Data to examine section start
PR #175, opened 2016-08-18
Asteroids/WorldGenerator

relinu:
Adds a WorldGenerator, cann add asteroids or a starting area.

If this gets to many thumbs down I'll remove it ^^'

### DIFF
--- a/Assets/Scripts/Models/WorldGenerator.cs
+++ b/Assets/Scripts/Models/WorldGenerator.cs
@@ -3,14 +3,14 @@ using System.Collections;
 
 public class WorldGenerator {
 
-    public static int startAreaSize = 3;
+    public const int startAreaSize = 3;
 
-    public static TileType asteroid_floor_type = TileType.Floor;
-    public static float asteroid_noise_scale = 0.2f;
-    public static float asteroid_noise_threshhold = 0.75f;
-    public static float asteroid_ressource_chance = 0.85f;
-    public static int asteroid_ressource_min = 5;
-    public static int asteroid_ressource_max = 15;
+    public const TileType asteroid_floor_type = TileType.Floor;
+    public const float asteroid_noise_scale = 0.2f;
+    public const float asteroid_noise_threshhold = 0.75f;
+    public const float asteroid_ressource_chance = 0.85f;
+    public const int asteroid_ressource_min = 5;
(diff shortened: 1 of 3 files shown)


relinu:
screenshot04

vogonistic:
Nice! Maybe add a higher threshold where, if it's reached you can put a scaled stack of steel plates on there, as a placeholder for better astroid resources later. That way they aren't just pretty, they are also useful.

ComputerOverlord:
It's great! You should add some sort of asteroid furniture (that can't be built)

emilkris33:
@relinu Maybe you should start people out with some steelplates so they can get building

ComputerOverlord:
@emilkris33 I think you should have to mine asteroids first.

vogonistic:
@ComputerOverlord Mining hasn't been built yet. Plates exists and fit well as a placeholder.

relinu:
screenshot05

So many steel plates *~*

ComputerOverlord:
@relinu You should limit how many plates there are. 1; Maybe stacks could be smaller, 2: Halving or even dividing the amount by 4 _might_ be good...

relinu:
Someone can adjust the values later, if you look at the code you can see that there is a min, max value of stacksize and a plate spawnchance.

ComputerOverlord:
@relinu I figured that was the case.

RodRitter:
I love it!

Assets/Scripts/Models/WorldGenerator.cs
```diff
@@ -0,0 +1,66 @@
...
+public class WorldGenerator {
+
+    public static int startAreaSize = 3;
+
+    public static TileType asteroid_floor_type = TileType.Floor;
+    public static float asteroid_noise_scale = 0.2f;
+    public static float asteroid_noise_threshhold = 0.75f;
+    public static float asteroid_ressource_chance = 0.85f;
+    public static int asteroid_ressource_min = 5;
+    public static int asteroid_ressource_max = 15;
```
OzieGamma: If these are constants, I suggest using `public const int ...`

ComputerOverlord:
@quill18 should get to this.

quill18:
An excellent start to world generation. Merged!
Data to examine section end
- Exercise aim:
The records above should be copied out again in full, exactly as they appear.

- Written response:
PR #175, opened 2016-08-18
Asteroids/WorldGenerator

relinu:
Adds a WorldGenerator, cann add asteroids or a starting area.

If this gets to many thumbs down I'll remove it ^^'

### DIFF
--- a/Assets/Scripts/Models/WorldGenerator.cs
+++ b/Assets/Scripts/Models/WorldGenerator.cs
@@ -3,14 +3,14 @@ using System.Collections;
 
 public class WorldGenerator {
 
-    public static int startAreaSize = 3;
+    public const int startAreaSize = 3;
 
-    public static TileType asteroid_floor_type = TileType.Floor;
-    public static float asteroid_noise_scale = 0.2f;
-    public static float asteroid_noise_threshhold = 0.75f;
-    public static float asteroid_ressource_chance = 0.85f;
-    public static int asteroid_ressource_min = 5;
-    public static int asteroid_ressource_max = 15;
+    public const TileType asteroid_floor_type = TileType.Floor;
+    public const float asteroid_noise_scale = 0.2f;
+    public const float asteroid_noise_threshhold = 0.75f;
+    public const float asteroid_ressource_chance = 0.85f;
+    public const int asteroid_ressource_min = 5;
(diff shortened: 1 of 3 files shown)


relinu:
screenshot04

vogonistic:
Nice! Maybe add a higher threshold where, if it's reached you can put a scaled stack of steel plates on there, as a placeholder for better astroid resources later. That way they aren't just pretty, they are also useful.

ComputerOverlord:
It's great! You should add some sort of asteroid furniture (that can't be built)

emilkris33:
@relinu Maybe you should start people out with some steelplates so they can get building

ComputerOverlord:
@emilkris33 I think you should have to mine asteroids first.

vogonistic:
@ComputerOverlord Mining hasn't been built yet. Plates exists and fit well as a placeholder.

relinu:
screenshot05

So many steel plates *~*

ComputerOverlord:
@relinu You should limit how many plates there are. 1; Maybe stacks could be smaller, 2: Halving or even dividing the amount by 4 _might_ be good...

relinu:
Someone can adjust the values later, if you look at the code you can see that there is a min, max value of stacksize and a plate spawnchance.

ComputerOverlord:
@relinu I figured that was the case.

RodRitter:
I love it!

Assets/Scripts/Models/WorldGenerator.cs
```diff
@@ -0,0 +1,66 @@
...
+public class WorldGenerator {
+
+    public static int startAreaSize = 3;
+
+    public static TileType asteroid_floor_type = TileType.Floor;
+    public static float asteroid_noise_scale = 0.2f;
+    public static float asteroid_noise_threshhold = 0.75f;
+    public static float asteroid_ressource_chance = 0.85f;
+    public static int asteroid_ressource_min = 5;
+    public static int asteroid_ressource_max = 15;
```
OzieGamma: If these are constants, I suggest using `public const int ...`

ComputerOverlord:
@quill18 should get to this.

quill18:
An excellent start to world generation. Merged!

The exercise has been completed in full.